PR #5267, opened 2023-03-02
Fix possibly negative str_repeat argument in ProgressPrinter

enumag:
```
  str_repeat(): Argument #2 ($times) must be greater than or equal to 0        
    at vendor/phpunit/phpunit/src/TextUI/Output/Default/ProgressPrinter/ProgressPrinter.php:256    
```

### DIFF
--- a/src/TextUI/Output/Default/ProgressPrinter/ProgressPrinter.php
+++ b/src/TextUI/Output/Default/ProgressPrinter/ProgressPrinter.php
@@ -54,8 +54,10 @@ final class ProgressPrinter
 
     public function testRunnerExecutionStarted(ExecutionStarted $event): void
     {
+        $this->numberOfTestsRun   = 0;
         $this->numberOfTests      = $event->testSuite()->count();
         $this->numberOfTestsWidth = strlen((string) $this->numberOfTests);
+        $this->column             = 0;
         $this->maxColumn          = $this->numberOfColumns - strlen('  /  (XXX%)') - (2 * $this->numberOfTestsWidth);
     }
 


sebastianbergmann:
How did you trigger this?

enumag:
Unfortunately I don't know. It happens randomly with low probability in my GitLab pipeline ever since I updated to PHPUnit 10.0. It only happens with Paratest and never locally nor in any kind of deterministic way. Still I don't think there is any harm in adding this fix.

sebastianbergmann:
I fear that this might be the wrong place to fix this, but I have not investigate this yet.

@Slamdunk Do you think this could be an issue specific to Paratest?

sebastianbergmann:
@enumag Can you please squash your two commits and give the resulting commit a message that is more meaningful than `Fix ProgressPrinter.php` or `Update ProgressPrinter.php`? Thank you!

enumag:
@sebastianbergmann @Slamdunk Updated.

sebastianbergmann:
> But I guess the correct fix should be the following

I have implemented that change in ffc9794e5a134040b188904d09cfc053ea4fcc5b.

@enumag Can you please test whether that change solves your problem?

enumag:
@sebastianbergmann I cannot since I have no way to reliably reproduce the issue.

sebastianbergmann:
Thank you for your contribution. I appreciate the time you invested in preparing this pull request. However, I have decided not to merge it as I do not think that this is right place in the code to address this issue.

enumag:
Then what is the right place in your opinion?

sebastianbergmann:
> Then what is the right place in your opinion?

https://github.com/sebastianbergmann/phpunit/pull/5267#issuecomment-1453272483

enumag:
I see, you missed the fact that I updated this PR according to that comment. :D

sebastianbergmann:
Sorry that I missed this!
+--
Look over the data above and show each line that contains "numberOfTestsWidth".

**Reply:**
         $this->numberOfTestsWidth = strlen((string) $this->numberOfTests);
         $this->maxColumn          = $this->numberOfColumns - strlen('  /  (XXX%)') - (2 * $this->numberOfTestsWidth);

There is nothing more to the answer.